You don’t need a management textbook to learn what management by intimidation means.
In recent years Donald Trump’s television show made it mainstream. “You’re fired!” has become popular lexicon.
It’s a practice that seemed to proliferate from the 1980s into the wee hours of the 21st Century. However, business leaders, human resources managers and psychologists alike all tend to agree it’s not the most effective management tactic.
Intimidation Tactics
Numerous corporate executive scandals this decade have nudged business leaders to debate whether Jack Welch’s old rules are still effective today.
“Ranking your players” – grading employees from A to F, eliminating Ds and Fs, and letting employees know it – is not a best-practices business management route for most corporations.
Almost everyone who began working the past 25 years has run across them: managers who use harsh language, threats, or just plain mean attitudes to get what they want.
Sometimes intimidation tactics were employed not for business success, but for other reasons such as personal dislikes. Some played follow-the-leader, mimicking their own direct supervisor.
Most current business management research indicates management by intimidation is a tactic of the past.
Following the Leader
It’s impossible to pinpoint where management by intimidation began. What we can do is find examples of business leaders who talked about it as if it were textbook business practices.
Trump and his television fame aside, the person most linked to employee intimidation practices is Jack Welch, the retired GE executive and guru of the so-called Six Sigma.
His principles included being “lean and mean,” and ranking employees. Welch proliferated during a period when the customer became secondary to shareholder desires.
That may hold true for some corporations today, but most have shifted to “the customer is king,” and hiring passionate people rather than robots to fill seats.
Take an Office Solutions magazine article in January 2008, for instance. “Everyone feels like they have to win, and most who get into this pattern will stop at nothing. When this happens, everyone ends up losing. And your business ends up suffering,”
Clinical Psychiatry News in July 2007 called it “Toxic leadership.”
“We have to create and employ appropriate measures to counter the impact of toxic leadership and create awareness of the enormous cost to society of this sort of behavior,” said Dr.

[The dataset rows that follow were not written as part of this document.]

PR #5150, opened 2023-03-11
[REGEDIT] Fix ListView selection and finding

katahiromz:
## Purpose

Follow up to #5146.

- Fix ListView Selection.
- Search a value correctly.

The `wcslen` call against non-`UNICODE_NULL`-terminated data had caused buffer overrun. We will check the data size correctly, instead of 3 `NUL` byte appending hack.

JIRA issue: [CORE-15986](https://jira.reactos.org/browse/CORE-15986), [CORE-18230](https://jira.reactos.org/browse/CORE-18230)

## Proposed changes

- Add `bSelectNone` parameter to `UpdateAddress` and `RefreshListView` functions.
- If `bSelectNone` is `TRUE`, then select nothing of ListView.
- Fix item selection of ListView.
- Rename `CompareData` helper function as `MatchData` and improve it.
- Improve the search algorithm.
- If the item selection of ListView changed, scroll down to the item.

## Screenshots

`ReportAs`:
after-ReportAs

`DisplayVersion`:
after-DisplayVersion

## TODO

- [x] Do tests.

### DIFF
--- a/base/applications/regedit/find.c
+++ b/base/applications/regedit/find.c
@@ -36,6 +36,18 @@ static DWORD s_cchName;
 static const WCHAR s_empty[] = L"";
 static const WCHAR s_backslash[] = L"\\";
 
+/* TODO: Hack. To be removed */
+#define wcslen(s) wcslen_hack(s, __LINE__)
+size_t wcslen_hack(LPCWSTR psz, INT line)
+{
+    {
+        WCHAR sz[256];
+        wsprintfW(sz, L"%d: %10s\n", line, psz);
+        OutputDebugStringW(sz);
+    }
+    return lstrlenW(psz);
+}
+
 extern VOID SetValueName(HWND hwndLV, LPCWSTR pszValueName);
 
 BOOL DoEvents(VOID)
@@ -91,11 +103,18 @@ static BOOL
 CompareData(
     DWORD   dwType,
     LPCWSTR psz1,
-    LPCWSTR psz2)
+    size_t cb1,
+    LPCWSTR psz2,
+    size_t cb2)
 {
-    INT i, cch1 = wcslen(psz1), cch2 = wcslen(psz2);
+    ssize_t i;
+    size_t cch1, cch2;
     if (dwType == REG_SZ || dwType == REG_EXPAND_SZ)
     {
+        StringCbLengthW(psz1, cb1 / sizeof(WCHAR), &cb1);
+        StringCbLengthW(psz2, cb2 / sizeof(WCHAR), &cb2);
+        cch1 = cb1 / sizeof(WCHAR);
+        cch2 = cb2 / sizeof(WCHAR);
         if (s_dwFlags & RSF_WHOLESTRING)
         {
             if (s_dwFlags & RSF_MATCHCASE)
@@ -106,6 +125,7 @@ CompareData(
                                           NORM_IGNORECASE, psz1, cch1, psz2, cch2);
         }
 
+        if (cch1 > cch2)
         for(i = 0; i <= cch1 - cch2; i++)
         {
             if (s_dwFlags & RSF_MATCHCASE)
@@ -193,14 +213,14 @@ BOOL RegFindRecurse(
     qsort(ppszNames, c, sizeof(LPWSTR), compare);
 
     if (pszValueName == NULL)
-        pszValueName = ppszNames[0];
+        fPast = TRUE;
 
     for(i = 0; i < c; i++)
     {
         if (DoEvents())
             goto err;
 
-        if (!fPast && _wcsicmp(ppszNames[i], pszValueName) == 0)
+        if (!fPast && pszValueName && _wcsicmp(ppszNames[i], pszValueName) == 0)
         {
             fPast = TRUE;
             continue;
@@ -237,7 +257,7 @@ BOOL RegFindRecurse(
         pb[cb] = pb[cb + 1] = pb[cb + 2] = 0;
 
         if ((s_dwFlags & RSF_LOOKATDATA) &&
-                CompareData(type, (LPWSTR) pb, s_szFindWhat))
+                CompareData(type, (LPWSTR) pb, cb, s_szFindWhat, wcslen(s_szFindWhat)))
         {
             *ppszFoundSubKey = _wcsdup(szSubKey);
             if (ppszNames[i][0] == 0)
--- a/base/applications/regedit/find.c
+++ b/base/applications/regedit/find.c
@@ -108,7 +108,7 @@ static BOOL MatchString(LPCWCH pch1, INT cch1, LPCWCH pch2, INT cch2)
     return FALSE;
 }
 
-static BOOL MatchData(DWORD dwType, LPCVOID pv1, size_t cb1)
+static BOOL MatchData(DWORD dwType, LPCVOID pv1, DWORD cb1)
 {
     if (dwType == REG_SZ || dwType == REG_EXPAND_SZ || dwType == REG_MULTI_SZ)
         return MatchString(pv1, (INT)(cb1 / sizeof(WCHAR)), s_szFindWhat, lstrlenW(s_szFindWhat));
--- a/base/applications/regedit/find.c
+++ b/base/applications/regedit/find.c
@@ -88,9 +88,9 @@ static BOOL CompareName(LPCWSTR pszName1, LPCWSTR pszName2)
 }
 
 /* We don't assume that pch1 is UNICODE_NULL-terminated */
-static BOOL MatchString(LPCWCH pch1, size_t cch1, LPCWCH pch2, size_t cch2)
+static BOOL MatchString(LPCWCH pch1, INT cch1, LPCWCH pch2, INT cch2)
 {
-    size_t i;
+    INT i;
     DWORD dwNorm = ((s_dwFlags & RSF_MATCHCASE) ? NORM_IGNORECASE : 0);
 
     if (s_dwFlags & RSF_WHOLESTRING)
@@ -111,7 +111,7 @@ static BOOL MatchString(LPCWCH pch1, size_t cch1, LPCWCH pch2, size_t cch2)
 static BOOL MatchData(DWORD dwType, LPCVOID pv1, size_t cb1)
 {
     if (dwType == REG_SZ || dwType == REG_EXPAND_SZ || dwType == REG_MULTI_SZ)
-        return MatchString(pv1, cb1 / sizeof(WCHAR), s_szFindWhat, wcslen(s_szFindWhat));
+        return MatchString(pv1, (INT)(cb1 / sizeof(WCHAR)), s_szFindWhat, lstrlenW(s_szFindWhat));
 
     return FALSE;
 }
--- a/base/applications/regedit/find.c
+++ b/base/applications/regedit/find.c
@@ -88,8 +88,7 @@ static BOOL CompareName(LPCWSTR pszName1, LPCWSTR pszName2)
 }
 
 /* We don't assume that pch1 is UNICODE_NULL-terminated */
-static BOOL
-MatchString(LPCWCH pch1, size_t cch1, LPCWCH pch2, size_t cch2)
+static BOOL MatchString(LPCWCH pch1, size_t cch1, LPCWCH pch2, size_t cch2)
 {
     size_t i;
     DWORD dwNorm = ((s_dwFlags & RSF_MATCHCASE) ? NORM_IGNORECASE : 0);
@@ -109,8 +108,7 @@ MatchString(LPCWCH pch1, size_t cch1, LPCWCH pch2, size_t cch2)
     return FALSE;
 }
 
-static BOOL
-MatchData(DWORD dwType, LPCVOID pv1, size_t cb1)
+static BOOL MatchData(DWORD dwType, LPCVOID pv1, size_t cb1)
 {
     if (dwType == REG_SZ || dwType == REG_EXPAND_SZ || dwType == REG_MULTI_SZ)
         return MatchString(pv1, cb1 / sizeof(WCHAR), s_szFindWhat, wcslen(s_szFindWhat));
--- a/base/applications/regedit/find.c
+++ b/base/applications/regedit/find.c
@@ -160,7 +160,7 @@ BOOL RegFindRecurse(
         goto err;
     ZeroMemory(ppszNames, c * sizeof(LPWSTR));
 
-    /* Get the value names of the current key */
+    /* Retrieve the value names associated with the current key */
     for(i = 0; i < c; i++)
     {
         if (DoEvents())
@@ -184,10 +184,10 @@ BOOL RegFindRecurse(
 
     qsort(ppszNames, c, sizeof(LPWSTR), compare);
 
-    /* If pszValueName is not specified, then search the values entirely in the key */
+    /* If pszValueName is NULL, the function will search for all values within the key */
     fPast = (pszValueName == NULL);
 
-    /* Search in the value entries */
+    /* Search within the values */
     for (i = 0; i < c; i++)
     {
         if (DoEvents())
@@ -239,7 +239,7 @@ BOOL RegFindRecurse(
     }
     ppszNames = NULL;
 
-    /* Get the count of the sub-keys */
+    /* Retrieve the number of sub-keys */
     lResult = RegQueryInfoKeyW(hSubKey, NULL, NULL, NULL, &c, NULL, NULL,
                               NULL, NULL, NULL, NULL, NULL);
     if (lResult != ERROR_SUCCESS)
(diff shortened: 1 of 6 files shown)


base/applications/regedit/find.c
```diff
@@ -223,16 +231,19 @@ BOOL RegFindRecurse(
                                   NULL, &cb);
         if (lResult != ERROR_SUCCESS)
             goto err;
-        pb = malloc(cb);
+        pb = malloc(cb + 3); /* To avoid buffer overrun, append 3 NULs */
```
Doug-Lyons, line 234: You should only need to add two (2) more bytes so that you can put a UNICODE NULL at the end.

base/applications/regedit/find.c
```diff
@@ -223,16 +231,19 @@ BOOL RegFindRecurse(
...
         if (pb == NULL)
             goto err;
         lResult = RegQueryValueExW(hSubKey, ppszNames[i], NULL, &type,
                                   pb, &cb);
         if (lResult != ERROR_SUCCESS)
             goto err;
 
+        /* To avoid buffer overrun, append 3 NULs */
+        pb[cb] = pb[cb + 1] = pb[cb + 2] = 0;
```
Doug-Lyons, line 243: Suggestion if you follow above comment: pb[cb] = pb[cb + 1] = 0;

Note: It is interesting that I have been working on this exact same area of the code. I have found that there are some values in the registry that are not NULL terminated and this causes crashes. With this approach, it should be fixed.

Doug-Lyons (commented):
Thank you for looking into this. I have been investigating crashes in regedit as well and came to the same conclusion to add a UNICODE NULL at the end of all of the values read this way.

base/applications/regedit/find.c
```diff
@@ -91,11 +91,18 @@ static BOOL
...
     DWORD   dwType,
     LPCWSTR psz1,
-    LPCWSTR psz2)
+    size_t  cb1,
+    LPCWSTR psz2,
+    size_t  cb2)
 {
-    INT i, cch1 = wcslen(psz1), cch2 = wcslen(psz2);
+    ssize_t i;
+    size_t cch1, cch2;
```
Doug-Lyons, line 99: Could you please consider adding this statement here. These types of keys should be excluded.

   if (dwType == REG_BINARY) return FALSE;

katahiromz: Rejected. Our regedit should search the binary data by string.

Doug-Lyons: Do you know if W2K3 can handle this data in its search?

base/applications/regedit/find.c
katahiromz: `cb` can be an odd number. 2 bytes is not enough.

base/applications/regedit/find.c
katahiromz: `cb` can be an odd number. 2 bytes is not enough.

base/applications/regedit/find.c
katahiromz: 2k3canfind
Win2k3 can find the binary data by string.

Doug-Lyons: Since you are using by definition LPCWSTR for psz1 and psz2, there will not be a case of these types of variables where the BYTE count will be odd. I have seen the byte count from a REG_BINARY data be odd. If you intend to handle the REG_BINARY type, then I believe that you will need quite a bit more code. You may want to make this another PR?

katahiromz: VirtualBox_Windows Server 2003_11_03_2023_19_55_05

Win2k3 **cannot** find the binary data by string.

katahiromz: unicode
Win2k3 *cannot* search Unicode text of the binary data.

katahiromz: Okay, your suggestion is accepted. We prohibit to search in binary data by string.

katahiromz: `(dwType == REG_SZ || dwType == REG_EXPAND_SZ)`
is enough condition.

katahiromz: > definition LPCWSTR for psz1 and psz2

`CompareData` parameters are not guaranteed to follow the definition of `LPCWSTR`.

katahiromz: Our registry can be broken, so we need strict checking...

katahiromz: > I believe that you will need quite a bit more code

Now simplified by deleting data size paramters.

learn-more: It is perfectly valid for `RegQueryValue` to return a non-null terminated string.

HBelusca: > `(dwType == REG_SZ || dwType == REG_EXPAND_SZ)` is enough condition.

And what about `REG_MULTI_SZ` ?

base/applications/regedit/find.c
```diff
@@ -223,16 +231,23 @@ BOOL RegFindRecurse(
...
         if (pb == NULL)
             goto err;
         lResult = RegQueryValueExW(hSubKey, ppszNames[i], NULL, &type,
                                   pb, &cb);
         if (lResult != ERROR_SUCCESS)
             goto err;
 
+        /* To avoid buffer overrun, append 3 NUL bytes.
+           NOTE: cb can be an odd number although UNICODE_NULL is two bytes.
+                 Two bytes at odd position is not enough to avoid buffer overrun. */
```
HBelusca, line 244:
```suggestion
           Two bytes at odd position is not enough to avoid buffer overrun. */
```

base/applications/regedit/find.c
```diff
@@ -93,9 +93,16 @@ CompareData(
     LPCWSTR psz1,
     LPCWSTR psz2)
 {
-    INT i, cch1 = wcslen(psz1), cch2 = wcslen(psz2);
+    ssize_t i;
```
HBelusca, line 96: Using (unsigned) `size_t` here wouldn't work? Since you added the `cch1 >= cch2` test below, this should be OK I think.

katahiromz:
If we search `REG_MULTI_SZ`, then we need the data size parameters.

Doug-Lyons:
@katahiromz, Your last commit broke F3 in some cases. Start from the top of the treeview at "My Computer" and do a find for the single lower case letter "a". It will find "mspaint.exe". Pressing F3 should move down to "notepad.exe", but now the F3 key is ingored. Thanks for working on this. So far there have been many inprovements.

base/applications/regedit/find.c
ThFabba: I believe `RegQueryValueExW` will null-terminate the string for you, even if it's stored without a null-terminator in the registry. So checking for type seems reasonably safe.
Multi-SZ and binary would need special handling if we want to support them, since wcsstr won't do the trick. I'm in favor of supporting Multi-SZ, but wouldn't make it a requirement here, since the functionality is already broken anyway.

HBelusca: https://learn.microsoft.com/en-us/windows/win32/api/winreg/nf-winreg-regqueryvalueexw
> To ensure that any string values (REG_SZ, REG_MULTI_SZ, and REG_EXPAND_SZ) returned are null-terminated, use the [RegGetValue](https://learn.microsoft.com/en-us/windows/desktop/api/winreg/nf-winreg-reggetvaluea) function.

However the RegGetValue function is Vista+.

Doug-Lyons: The RegQueryValueExW is not without its problems though. See
https://devblogs.microsoft.com/oldnewthing/20040824-00/?p=38063

Doug-Lyons: Regarding RegGetValue I see "Minimum supported server | Windows Server 2008, Windows Server 2003 with SP1"

ThFabba: Huh I guess I misremembered. RegQueryValueExW is still fine -- just either null-terminate the buffer yourself or pass the size to all callees and use strsafe functions.

base/applications/regedit/find.c
katahiromz: Fixed.

katahiromz:
Let's go.

base/applications/regedit/find.c
tkreuzer: If cb is an odd number, there is probably something wrong. Maybe ASSERT this after the type check?

base/applications/regedit/find.c
```diff
@@ -38,6 +38,18 @@ static const WCHAR s_backslash[] = L"\\";
...
+void DebugPrintf(LPCSTR fmt, ...)
+{
+    char buf[512];
+    va_list va;
+    va_start(va, fmt);
+    vsprintf(buf, fmt, va);
+    OutputDebugStringA(buf);
+    va_end(va);
+}
+#endif
```
tkreuzer, line 51: Clean up?

base/applications/regedit/framewnd.c
```diff
@@ -877,15 +877,20 @@ static BOOL CreateNewValue(HKEY hRootKey, LPCWSTR pszKeyPath, DWORD dwType)
...
     /* locate the newly added value, and get ready to rename it */
     memset(&lvfi, 0, sizeof(lvfi));
     lvfi.flags = LVFI_STRING;
     lvfi.psz = szNewValue;
     iIndex = ListView_FindItem(g_pChildWnd->hListWnd, -1, &lvfi);
     if (iIndex >= 0)
+    {
+        ListView_SetItemState(g_pChildWnd->hListWnd, iIndex,
+                              LVIS_SELECTED | LVIS_FOCUSED, LVIS_SELECTED | LVIS_FOCUSED);
+        ListView_EnsureVisible(g_pChildWnd->hListWnd, iIndex, FALSE);
```
tkreuzer, line 891: What does this change do?

base/applications/regedit/find.c
```diff
@@ -663,7 +687,10 @@ BOOL FindNext(HWND hWnd)
     }
     s_bAbort = FALSE;
 
-    pszValueName = GetValueName(g_pChildWnd->hListWnd, -1);
+    if (ListView_GetNextItem(g_pChildWnd->hListWnd, -1, LVNI_SELECTED) == 0)
+        pszValueName = L""; /* The default name */
+    else
+        pszValueName = GetValueName(g_pChildWnd->hListWnd, -1);
```
tkreuzer, line 693: Why is this needed?

tkreuzer (commented):
Looks generally ok, but can you please clean up the commits and separate the buffer overflow fixes from the other changes?

base/applications/regedit/find.c
```diff
@@ -90,11 +102,15 @@ static BOOL CompareName(LPCWSTR pszName1, LPCWSTR pszName2)
...
-    LPCWSTR psz2)
+    LPCWSTR psz1, size_t cch1,
+    LPCWSTR psz2, size_t cch2)
 {
-    INT i, cch1 = wcslen(psz1), cch2 = wcslen(psz2);
-    if (dwType == REG_SZ || dwType == REG_EXPAND_SZ)
+    size_t i;
+
+    if (dwType == REG_BINARY)
+        return FALSE; /* We don't search the binary data by string */
```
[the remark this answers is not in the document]
katahiromz: Deleted.

base/applications/regedit/find.c
```diff
@@ -106,6 +122,7 @@ CompareData(
                                           NORM_IGNORECASE, psz1, cch1, psz2, cch2);
         }
 
+        if (cch1 >= cch2)
```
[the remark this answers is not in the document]
katahiromz: OK. Fixed.

base/applications/regedit/find.c
katahiromz: Deleted.

base/applications/regedit/framewnd.c
katahiromz: Automatically scrolling down to the `iIndex`-th item.

base/applications/regedit/find.c
katahiromz: Reverted.

Doug-Lyons:
> Looks generally ok, but can you please clean up the commits and separate the buffer overflow fixes from the other changes?

@tkreuzer, Based on your request, I have modified my previous PR to only fix the buffer overflows here:
https://github.com/reactos/reactos/pull/5146

Now it should be easy to review and possible can get quickly approved independent of @katahiromz other fixes here. Thanks.

Doug-Lyons:
@katahiromz, Can you review my revised https://github.com/reactos/reactos/pull/5146 which is just the buffer read past end changes and a possible check for an odd number of bytes for a wide string? It would be great if you could offer your approval on it. Thanks.

katahiromz:
Let's go.

base/applications/regedit/find.c
```diff
@@ -97,7 +97,7 @@ CompareData(DWORD dwType, LPCVOID pv1, size_t cb1)
         size_t cch1 = cb1 / sizeof(WCHAR), cch2 = wcslen(s_szFindWhat), i;
 
         if (cb1 & 1)
-            DPRINT1("Odd size for string (%lu)!\n", dwType);
```
HBelusca: Most importantly it would be of interest to indicate the name of the corresponding registry **value** (and its path in the registry) so that we can identify these.

base/applications/regedit/find.c
```diff
@@ -88,14 +88,22 @@ static BOOL CompareName(LPCWSTR pszName1, LPCWSTR pszName2)
...
 {
-    INT i, cch1 = wcslen(psz1), cch2 = wcslen(psz2);
-    if (dwType == REG_SZ || dwType == REG_EXPAND_SZ)
+    if (dwType == REG_SZ || dwType == REG_EXPAND_SZ || dwType == REG_MULTI_SZ)
     {
+        LPCWSTR psz1 = pv1; /* We assume pv1 is UNICODE_NULL-terminated */
+        LPCWSTR psz2 = s_szFindWhat;
+        size_t cch1 = cb1 / sizeof(WCHAR), cch2 = wcslen(s_szFindWhat), i;
+
+#ifdef _DEBUG
```
ThFabba, line 99: Regedit is not the right place for this. Ignore the extra byte and move on.

base/applications/regedit/find.c
```diff
@@ -88,14 +88,22 @@ static BOOL CompareName(LPCWSTR pszName1, LPCWSTR pszName2)
...
 static BOOL
-CompareData(
-    DWORD   dwType,
-    LPCWSTR psz1,
-    LPCWSTR psz2)
+CompareData(DWORD dwType, LPCVOID pv1, size_t cb1)
 {
-    INT i, cch1 = wcslen(psz1), cch2 = wcslen(psz2);
-    if (dwType == REG_SZ || dwType == REG_EXPAND_SZ)
+    if (dwType == REG_SZ || dwType == REG_EXPAND_SZ || dwType == REG_MULTI_SZ)
```
ThFabba, line 93: Same comment as in the first PR: please don't add Multi-SZ unless you _actually_ support it. That would entail (1) ensuring a _double_ null-terminator, and (2) looping through all strings instead of just the first one.
Finding things in only the first element of multi-sz strings is inconsistent and confusing for the user.

base/applications/regedit/find.c
JoachimHenze: May be ok as a **temporary** debug thing. Feels a bit like abusing regedit as a debugger though.
But please at least without trailing ! then. :-)

base/applications/regedit/find.c
katahiromz: Cc @tkreuzer

base/applications/regedit/find.c
HBelusca: In which case, this has to be done only by the interested person, in his **own** local branch/repo, in order for him to investigate what is adding said odd-counted unicode string, and fix (with a PR) that underlying problem.

base/applications/regedit/find.c
```diff
@@ -88,14 +88,25 @@ static BOOL CompareName(LPCWSTR pszName1, LPCWSTR pszName2)
...
-    DWORD   dwType,
-    LPCWSTR psz1,
-    LPCWSTR psz2)
+CompareData(LPCWSTR pszSubKey, LPCWSTR pszValueName, DWORD dwType, LPCVOID pv1, size_t cb1)
 {
-    INT i, cch1 = wcslen(psz1), cch2 = wcslen(psz2);
-    if (dwType == REG_SZ || dwType == REG_EXPAND_SZ)
+    if (dwType == REG_SZ || dwType == REG_EXPAND_SZ || dwType == REG_MULTI_SZ)
     {
+        LPCWSTR psz1 = pv1; /* We assume pv1 is UNICODE_NULL-terminated */
```
ThFabba, line 95: If you can assume that, why are you passing `cb1` to the function?

base/applications/regedit/find.c
katahiromz: We can actually support `REG_MULTI_SZ` in this PR.
This function searches the substring beyond `UNICODE_NULL`.

base/applications/regedit/find.c
katahiromz: Assumption is removed.

base/applications/regedit/find.c
katahiromz: Removed.

base/applications/regedit/find.c
katahiromz: Removed.

katahiromz:
Time up. It should be good. Force.

PR #5151, opened 2023-03-11
[NOTEPAD] Use _CrtSetDbgFlag to check memory leak

katahiromz:
## Purpose
We can borrow the power of CRT debug.

## Proposed changes

These changes are effective for debug version only.
- Insert `#include <crtdbg.h>` at `main.c`.
- Call `_CrtSetDbgFlag(_CRTDBG_ALLOC_MEM_DF | _CRTDBG_LEAK_CHECK_DF)` at the prologue of `_tWinMain`.

## TODO

- [x] Do tests.

## See also

- `_CrtSetDbgFlag` function: https://learn.microsoft.com/en-us/cpp/c-runtime-library/reference/crtsetdbgflag?view=msvc-170

### DIFF
--- a/base/applications/notepad/main.c
+++ b/base/applications/notepad/main.c
@@ -661,7 +661,7 @@ int WINAPI _tWinMain(HINSTANCE hInstance, HINSTANCE prev, LPTSTR cmdline, int sh
     DestroyAcceleratorTable(hAccel);
 
 #if defined(_MSC_VER) && !defined(NDEBUG)
-    // For detecting memory leak (MSVC only)
+    /* For detecting memory leak (MSVC only) */
     _CrtSetDbgFlag(_CRTDBG_ALLOC_MEM_DF | _CRTDBG_LEAK_CHECK_DF);
 #endif
 
--- a/base/applications/notepad/main.c
+++ b/base/applications/notepad/main.c
@@ -572,8 +572,8 @@ int WINAPI _tWinMain(HINSTANCE hInstance, HINSTANCE prev, LPTSTR cmdline, int sh
     static const TCHAR className[] = _T("Notepad");
     static const TCHAR winName[] = _T("Notepad");
 
-#if defined(_MSC_VER) && defined(_DEBUG)
-    /* Report any memory leaks at exit */
+#ifdef _DEBUG
+    /* Report any memory leaks on exit */
     _CrtSetDbgFlag(_CRTDBG_ALLOC_MEM_DF | _CRTDBG_LEAK_CHECK_DF);
 #endif
 
--- a/base/applications/notepad/main.c
+++ b/base/applications/notepad/main.c
@@ -27,7 +27,7 @@
 #include <shlobj.h>
 #include <strsafe.h>
 
-#if defined(_MSC_VER) && !defined(NDEBUG)
+#if defined(_MSC_VER) && defined(_DEBUG)
     #include <crtdbg.h> /* For _CrtSetDbgFlag (MSVC only) */
 #endif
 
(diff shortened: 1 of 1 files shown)


base/applications/notepad/main.c
```diff
@@ -656,5 +660,10 @@ int WINAPI _tWinMain(HINSTANCE hInstance, HINSTANCE prev, LPTSTR cmdline, int sh
 
     DestroyAcceleratorTable(hAccel);
 
-    return (int) msg.wParam;
+#if defined(_MSC_VER) && !defined(NDEBUG)
+    // For detecting memory leak (MSVC only)
```
HBelusca:
```suggestion
    /* Report any memory leaks */
```

base/applications/notepad/main.c
```diff
@@ -27,6 +27,10 @@
 #include <shlobj.h>
 #include <strsafe.h>
 
+#if defined(_MSC_VER) && !defined(NDEBUG)
```
HBelusca, line 30: NDEBUG is mostly for "debug output" . I think you need to use `_DEBUG` instead?

katahiromz: Fixed.

base/applications/notepad/main.c
katahiromz: Fixed.

base/applications/notepad/main.c
```diff
@@ -656,5 +660,10 @@ int WINAPI _tWinMain(HINSTANCE hInstance, HINSTANCE prev, LPTSTR cmdline, int sh
 
     DestroyAcceleratorTable(hAccel);
 
-    return (int) msg.wParam;
+#if defined(_MSC_VER) && defined(_DEBUG)
+    /* Report any memory leaks */
+    _CrtSetDbgFlag(_CRTDBG_ALLOC_MEM_DF | _CRTDBG_LEAK_CHECK_DF);
```
learn-more, line 665: By just setting it here you omit the error reporting on all failure cases (f.e. `HandleCommandLine` returning FALSE)

katahiromz: Added `NOTEPAD_Main` and fixed the problem you mensioned.

learn-more: It would have been easier to just call that function at the start of winmain?

katahiromz: OK.

base/applications/notepad/main.c
```diff
@@ -27,6 +27,10 @@
 #include <shlobj.h>
 #include <strsafe.h>
 
+#if defined(_MSC_VER) && defined(_DEBUG)
+    #include <crtdbg.h> /* For _CrtSetDbgFlag (MSVC only) */
+#endif
```
HBelusca, line 32:
```suggestion
#ifdef _DEBUG
#include <crtdbg.h>
#endif
```

base/applications/notepad/main.c
```diff
@@ -565,10 +569,14 @@ int WINAPI _tWinMain(HINSTANCE hInstance, HINSTANCE prev, LPTSTR cmdline, int sh
...
     INT x, y;
     RECT rcIntersect;
-
     static const TCHAR className[] = _T("Notepad");
     static const TCHAR winName[] = _T("Notepad");
 
+#if defined(_MSC_VER) && defined(_DEBUG)
+    /* Report any memory leaks at exit */
+    _CrtSetDbgFlag(_CRTDBG_ALLOC_MEM_DF | _CRTDBG_LEAK_CHECK_DF);
+#endif
```
HBelusca, line 578:
```suggestion
#ifdef _DEBUG
    /* Report any memory leaks at exit */
    _CrtSetDbgFlag(_CRTDBG_ALLOC_MEM_DF | _CRTDBG_LEAK_CHECK_DF);
#endif
```

HBelusca: Shouldn't we say "on exit" instead in english?

HBelusca (commented):
_CrtSetDbgFlag and the rest of the functionality is something implemented in the CRT, so in principle it's not really compiler-dependent.
If the program is linked dynamically to the CRT dlls, then the feature should be there, whether you compiled with GCC or MSVC, as long as the CRT headers being used have the correct prototypes for these functions (and the import libs too).
If the program is linked statically with the CRT, well since this is a ROS app, use ROS's (or MSVC) CRT and you get that feature as well.

HBelusca (approved):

Vineeth P. John of the University of Wisconsin, Madison, psychiatry department.
“Corporate America needs a new playbook,” Fortune magazine reported in July 2006.
Times Are A-Changing
Very high-profile corporate scandals placed the microscope on business-employee relations.
A term surfaced for the longing for power, to win at all costs: narcissism.
Costs were identified for toxic leadership, including stress, burnout, even destruction of the organization.
In short, management by intimidation was found not to be cost-effective.
Professor Roderick Kramer of Stanford Business School wrote in an article titled, “The Great Intimidators,” management involved being able to scare people into doing what a manager wanted them to do.
Bad tempers, screaming and swearing were cultivated. Veiled threats, lying and even physically threatening employees was part of the process.
Business experts today are more focused on long-term success. The concept “leading as you would be led” is more adhered to than in the past 20 years.
Certainly, there is no perfect workplace. But managers who believe in pressuring employees by finding faults, making threats, or being belligerent are not thinking long-term.
There is a cost to toxic workplace behavior, and most business leaders today are aware.